As usual, rules of thumb and knee-jerk answers can be misleading, especially when forgetting the constraints in the original guidelines that were then dumbed down to make "rules" for the non-thinking.
FETs are voltage-controlled, and BJTs are current-controlled. This alone leads to a whole set of tradeoffs between the two devices, having nothing to do with operating voltage, current, or power.
Both devices are capable of handling about the same power. Power dissipation is mostly a function of the package, and both devices are available in similar packages.

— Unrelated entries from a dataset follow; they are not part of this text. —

PR #1040, opened 2023-09-27
Add missing introducer site declarations

### LINKED ISSUE #1025: Missing introducer/introducerSite for nodes
Useful eg for LSP semantic tokens, see #1010

koliyo:
Close #1025 

I created an `Introduced` wrapper for keywords of sub-nodes, eg `else`, and `in`/`where` in for statement.


Sources/Core/AST/Decl/TraitDecl.swift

The advantages for voltage versus current control are not as simple and one-sided as others here would have you believe. The voltage control of FETs requires essentially no power to keep them in a particular state, but that ignores both the control circuitry and that changing the state often is necessary in many applications. A FET gate looks mostly like a capacitor to the driving circuit, so it takes current to change the voltage. That together with a typical 12 V gate swing over the full on/off range can lead to significant current and power. For example, let's say the total effective gate charge is 50 nC, and the FET is switched at 100 kHz (every 10 µs). That comes out to 5 mA at 12 V, or 60 mW. That's the same total control power into the device as a BJT with 80 mA drive at 750 mV. There are other concerns beyond these for driving FETs and BJTs, but I'm trying to point out that it's nowhere near as simple as "FETs take no power to drive".
In linear applications, the more predictable B-E voltage of a BJT can be advantageous over the D-S voltage of FETs. Constructs like emitter-follower generally have better characteristics than FET source-followers. Since BJT are both current in and out devices, they can be cascaded in ways that don't apply to FETs, like darlington pairs, or combined NPN-PNP devices. Another advantage of BJTs is the much lower voltage required to control them. You can control high current and high voltage BJTs with typical logic level voltages (3.3-5 V), which isn't possible with FETs.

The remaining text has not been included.